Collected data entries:
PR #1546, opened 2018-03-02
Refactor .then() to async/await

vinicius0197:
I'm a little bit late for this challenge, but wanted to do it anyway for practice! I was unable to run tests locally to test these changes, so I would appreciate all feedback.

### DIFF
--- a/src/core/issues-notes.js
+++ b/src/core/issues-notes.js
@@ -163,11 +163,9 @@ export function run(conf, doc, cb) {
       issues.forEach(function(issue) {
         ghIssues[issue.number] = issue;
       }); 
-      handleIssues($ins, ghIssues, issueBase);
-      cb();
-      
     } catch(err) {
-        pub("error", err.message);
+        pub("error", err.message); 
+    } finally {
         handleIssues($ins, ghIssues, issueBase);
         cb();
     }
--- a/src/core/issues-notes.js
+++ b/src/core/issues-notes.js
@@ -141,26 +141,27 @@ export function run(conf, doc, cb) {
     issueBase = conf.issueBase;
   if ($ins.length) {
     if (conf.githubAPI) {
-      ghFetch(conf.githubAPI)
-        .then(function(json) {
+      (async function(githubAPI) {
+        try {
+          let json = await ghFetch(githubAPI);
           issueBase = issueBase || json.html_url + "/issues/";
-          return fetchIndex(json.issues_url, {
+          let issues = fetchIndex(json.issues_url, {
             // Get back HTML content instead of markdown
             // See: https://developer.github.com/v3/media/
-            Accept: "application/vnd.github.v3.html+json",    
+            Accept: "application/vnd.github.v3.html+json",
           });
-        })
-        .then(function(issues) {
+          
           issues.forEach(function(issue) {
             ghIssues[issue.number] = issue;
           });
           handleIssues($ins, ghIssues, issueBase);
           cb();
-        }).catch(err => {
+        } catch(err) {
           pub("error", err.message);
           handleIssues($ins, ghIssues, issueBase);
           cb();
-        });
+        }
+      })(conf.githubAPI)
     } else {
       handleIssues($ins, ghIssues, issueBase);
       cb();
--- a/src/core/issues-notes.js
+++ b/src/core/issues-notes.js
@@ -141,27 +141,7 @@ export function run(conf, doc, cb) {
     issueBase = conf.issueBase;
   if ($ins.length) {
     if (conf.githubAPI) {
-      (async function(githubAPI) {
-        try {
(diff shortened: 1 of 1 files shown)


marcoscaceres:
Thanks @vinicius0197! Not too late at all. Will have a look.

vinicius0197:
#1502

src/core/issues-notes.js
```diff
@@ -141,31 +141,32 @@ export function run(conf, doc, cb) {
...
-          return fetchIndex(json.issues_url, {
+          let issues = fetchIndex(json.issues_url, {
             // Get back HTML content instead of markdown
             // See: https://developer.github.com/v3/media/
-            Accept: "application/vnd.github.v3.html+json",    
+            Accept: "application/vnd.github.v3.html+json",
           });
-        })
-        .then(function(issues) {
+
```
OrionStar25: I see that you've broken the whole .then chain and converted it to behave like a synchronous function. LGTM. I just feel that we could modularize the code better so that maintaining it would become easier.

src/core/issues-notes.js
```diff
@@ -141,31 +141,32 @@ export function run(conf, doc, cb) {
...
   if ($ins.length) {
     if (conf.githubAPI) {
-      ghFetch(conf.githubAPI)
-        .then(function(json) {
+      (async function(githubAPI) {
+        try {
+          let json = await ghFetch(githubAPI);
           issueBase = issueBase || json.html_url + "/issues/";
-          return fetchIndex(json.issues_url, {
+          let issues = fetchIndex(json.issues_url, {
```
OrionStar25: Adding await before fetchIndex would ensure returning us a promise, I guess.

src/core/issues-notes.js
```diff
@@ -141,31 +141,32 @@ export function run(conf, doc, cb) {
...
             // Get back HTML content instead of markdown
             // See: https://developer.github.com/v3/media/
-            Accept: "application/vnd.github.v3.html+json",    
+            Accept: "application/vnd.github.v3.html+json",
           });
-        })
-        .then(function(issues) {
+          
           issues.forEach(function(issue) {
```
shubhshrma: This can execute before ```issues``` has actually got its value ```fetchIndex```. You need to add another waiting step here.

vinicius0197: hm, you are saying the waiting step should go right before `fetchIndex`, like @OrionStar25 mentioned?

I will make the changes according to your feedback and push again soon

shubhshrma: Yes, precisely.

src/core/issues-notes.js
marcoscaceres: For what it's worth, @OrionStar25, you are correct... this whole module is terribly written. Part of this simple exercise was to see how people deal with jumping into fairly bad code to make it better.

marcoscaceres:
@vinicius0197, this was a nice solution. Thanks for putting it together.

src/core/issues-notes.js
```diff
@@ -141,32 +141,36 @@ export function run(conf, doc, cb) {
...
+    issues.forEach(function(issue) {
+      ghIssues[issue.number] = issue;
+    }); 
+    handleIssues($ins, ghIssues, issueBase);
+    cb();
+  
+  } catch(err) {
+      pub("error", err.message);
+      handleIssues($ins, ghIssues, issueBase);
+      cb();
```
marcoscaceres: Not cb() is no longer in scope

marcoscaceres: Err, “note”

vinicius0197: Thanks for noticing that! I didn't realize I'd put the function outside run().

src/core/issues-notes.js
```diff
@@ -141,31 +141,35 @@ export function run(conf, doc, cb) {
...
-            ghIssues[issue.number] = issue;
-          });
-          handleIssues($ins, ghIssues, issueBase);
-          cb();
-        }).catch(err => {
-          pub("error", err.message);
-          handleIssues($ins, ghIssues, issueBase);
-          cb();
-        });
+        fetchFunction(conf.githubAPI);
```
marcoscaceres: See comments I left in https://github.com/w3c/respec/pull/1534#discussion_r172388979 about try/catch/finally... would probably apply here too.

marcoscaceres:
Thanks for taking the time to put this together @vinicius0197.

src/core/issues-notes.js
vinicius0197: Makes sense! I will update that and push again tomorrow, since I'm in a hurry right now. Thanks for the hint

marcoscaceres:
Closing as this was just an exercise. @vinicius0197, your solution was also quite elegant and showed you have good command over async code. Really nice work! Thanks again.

==

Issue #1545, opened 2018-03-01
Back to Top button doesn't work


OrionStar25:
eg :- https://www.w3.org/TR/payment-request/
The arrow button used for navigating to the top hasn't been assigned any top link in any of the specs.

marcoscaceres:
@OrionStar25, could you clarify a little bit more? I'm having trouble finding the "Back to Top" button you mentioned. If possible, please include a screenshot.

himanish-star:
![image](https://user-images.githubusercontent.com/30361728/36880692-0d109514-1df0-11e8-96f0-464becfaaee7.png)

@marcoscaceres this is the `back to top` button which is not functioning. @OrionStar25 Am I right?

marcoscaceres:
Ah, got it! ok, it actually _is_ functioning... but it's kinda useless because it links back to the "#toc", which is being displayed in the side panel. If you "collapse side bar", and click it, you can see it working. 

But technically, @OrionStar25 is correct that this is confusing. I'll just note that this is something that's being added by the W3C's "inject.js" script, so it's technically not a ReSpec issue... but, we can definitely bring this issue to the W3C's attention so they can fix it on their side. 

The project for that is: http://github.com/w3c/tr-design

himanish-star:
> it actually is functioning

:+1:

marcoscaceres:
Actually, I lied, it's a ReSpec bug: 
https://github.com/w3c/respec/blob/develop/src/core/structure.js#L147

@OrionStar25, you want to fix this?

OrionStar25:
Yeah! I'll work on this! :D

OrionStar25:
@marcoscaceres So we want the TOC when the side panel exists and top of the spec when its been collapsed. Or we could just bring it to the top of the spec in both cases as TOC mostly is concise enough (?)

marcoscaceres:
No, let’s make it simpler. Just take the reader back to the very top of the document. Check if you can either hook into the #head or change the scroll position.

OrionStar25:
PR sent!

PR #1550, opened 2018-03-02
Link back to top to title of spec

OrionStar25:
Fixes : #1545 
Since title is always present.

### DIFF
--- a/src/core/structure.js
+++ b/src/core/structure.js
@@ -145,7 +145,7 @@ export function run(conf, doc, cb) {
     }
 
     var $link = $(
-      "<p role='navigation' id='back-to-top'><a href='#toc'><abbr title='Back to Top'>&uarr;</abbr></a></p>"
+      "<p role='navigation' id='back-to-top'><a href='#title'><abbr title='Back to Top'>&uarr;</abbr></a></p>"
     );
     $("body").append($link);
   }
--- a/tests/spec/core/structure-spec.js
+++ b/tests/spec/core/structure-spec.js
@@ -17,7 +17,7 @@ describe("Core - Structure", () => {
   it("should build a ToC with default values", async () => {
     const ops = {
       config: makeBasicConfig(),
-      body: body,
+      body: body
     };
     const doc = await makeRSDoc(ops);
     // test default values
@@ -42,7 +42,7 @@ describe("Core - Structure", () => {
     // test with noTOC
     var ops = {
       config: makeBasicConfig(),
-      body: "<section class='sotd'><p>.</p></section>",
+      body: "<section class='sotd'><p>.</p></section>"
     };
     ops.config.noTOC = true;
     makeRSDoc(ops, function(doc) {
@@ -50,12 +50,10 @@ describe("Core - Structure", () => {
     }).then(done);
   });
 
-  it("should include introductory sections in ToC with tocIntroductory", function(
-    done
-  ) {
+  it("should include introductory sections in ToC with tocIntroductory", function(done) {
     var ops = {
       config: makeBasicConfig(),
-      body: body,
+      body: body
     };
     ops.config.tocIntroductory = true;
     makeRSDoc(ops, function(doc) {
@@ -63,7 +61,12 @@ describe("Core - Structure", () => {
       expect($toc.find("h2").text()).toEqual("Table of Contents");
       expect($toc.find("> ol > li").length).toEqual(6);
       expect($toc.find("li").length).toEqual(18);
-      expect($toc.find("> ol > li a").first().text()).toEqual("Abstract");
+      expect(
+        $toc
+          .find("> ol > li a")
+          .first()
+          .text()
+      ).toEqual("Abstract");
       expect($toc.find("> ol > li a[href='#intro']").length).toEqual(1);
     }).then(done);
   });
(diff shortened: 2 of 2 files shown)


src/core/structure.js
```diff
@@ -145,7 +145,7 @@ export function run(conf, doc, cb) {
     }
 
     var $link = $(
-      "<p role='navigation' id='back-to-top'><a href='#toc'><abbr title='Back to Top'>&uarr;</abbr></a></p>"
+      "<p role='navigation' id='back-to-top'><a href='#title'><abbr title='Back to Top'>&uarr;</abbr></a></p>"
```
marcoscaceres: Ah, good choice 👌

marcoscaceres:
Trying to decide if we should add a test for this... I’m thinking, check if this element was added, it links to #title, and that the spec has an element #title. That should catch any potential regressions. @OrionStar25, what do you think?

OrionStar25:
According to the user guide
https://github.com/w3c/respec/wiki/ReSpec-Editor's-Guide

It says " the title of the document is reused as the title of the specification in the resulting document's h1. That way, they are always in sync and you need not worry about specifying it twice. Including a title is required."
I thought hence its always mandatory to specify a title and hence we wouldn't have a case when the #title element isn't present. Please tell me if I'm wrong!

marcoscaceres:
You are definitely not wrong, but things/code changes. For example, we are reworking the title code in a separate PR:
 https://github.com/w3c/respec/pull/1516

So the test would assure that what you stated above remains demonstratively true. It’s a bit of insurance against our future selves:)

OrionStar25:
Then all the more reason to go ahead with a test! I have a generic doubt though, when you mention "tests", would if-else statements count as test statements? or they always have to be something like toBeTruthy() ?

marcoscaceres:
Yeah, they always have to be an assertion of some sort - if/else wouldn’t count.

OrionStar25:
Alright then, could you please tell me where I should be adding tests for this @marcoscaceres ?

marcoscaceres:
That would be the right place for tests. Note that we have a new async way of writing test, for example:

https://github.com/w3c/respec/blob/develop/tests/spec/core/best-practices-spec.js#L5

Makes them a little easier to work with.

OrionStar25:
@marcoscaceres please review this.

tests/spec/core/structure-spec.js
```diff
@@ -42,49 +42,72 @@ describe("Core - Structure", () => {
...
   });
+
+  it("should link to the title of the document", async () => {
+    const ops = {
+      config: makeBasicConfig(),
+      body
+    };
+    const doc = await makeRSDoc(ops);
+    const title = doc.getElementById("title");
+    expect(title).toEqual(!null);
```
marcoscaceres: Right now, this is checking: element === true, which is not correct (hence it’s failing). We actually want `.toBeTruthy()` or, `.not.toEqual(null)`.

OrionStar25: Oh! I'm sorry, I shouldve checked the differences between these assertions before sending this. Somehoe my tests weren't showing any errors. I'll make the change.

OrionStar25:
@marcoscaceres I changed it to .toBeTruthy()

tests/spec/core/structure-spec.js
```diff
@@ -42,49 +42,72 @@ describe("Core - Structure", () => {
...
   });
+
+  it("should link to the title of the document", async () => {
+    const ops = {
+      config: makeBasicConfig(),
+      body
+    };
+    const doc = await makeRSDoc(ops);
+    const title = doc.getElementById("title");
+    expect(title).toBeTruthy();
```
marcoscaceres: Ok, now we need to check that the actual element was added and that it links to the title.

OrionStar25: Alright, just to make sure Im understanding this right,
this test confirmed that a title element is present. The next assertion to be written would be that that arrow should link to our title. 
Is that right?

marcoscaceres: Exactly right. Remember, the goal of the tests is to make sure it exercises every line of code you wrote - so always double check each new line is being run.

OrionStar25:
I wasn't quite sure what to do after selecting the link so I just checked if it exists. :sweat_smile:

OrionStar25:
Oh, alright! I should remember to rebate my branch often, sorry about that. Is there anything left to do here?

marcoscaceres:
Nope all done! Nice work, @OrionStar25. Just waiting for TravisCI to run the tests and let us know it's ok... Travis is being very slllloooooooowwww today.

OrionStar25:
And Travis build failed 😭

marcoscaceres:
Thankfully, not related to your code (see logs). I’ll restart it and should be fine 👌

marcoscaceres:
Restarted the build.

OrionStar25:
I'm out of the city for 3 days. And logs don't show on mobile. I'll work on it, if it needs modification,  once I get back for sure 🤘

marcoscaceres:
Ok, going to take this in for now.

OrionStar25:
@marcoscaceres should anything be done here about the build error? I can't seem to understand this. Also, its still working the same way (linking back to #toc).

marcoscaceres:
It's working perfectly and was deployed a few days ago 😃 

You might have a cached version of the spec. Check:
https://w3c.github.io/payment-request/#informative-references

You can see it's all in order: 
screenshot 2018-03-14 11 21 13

Exercise aim: Copy down each line in the entries that has the word "values".

Response to the task:
   it("should build a ToC with default values", async () => {
     // test default values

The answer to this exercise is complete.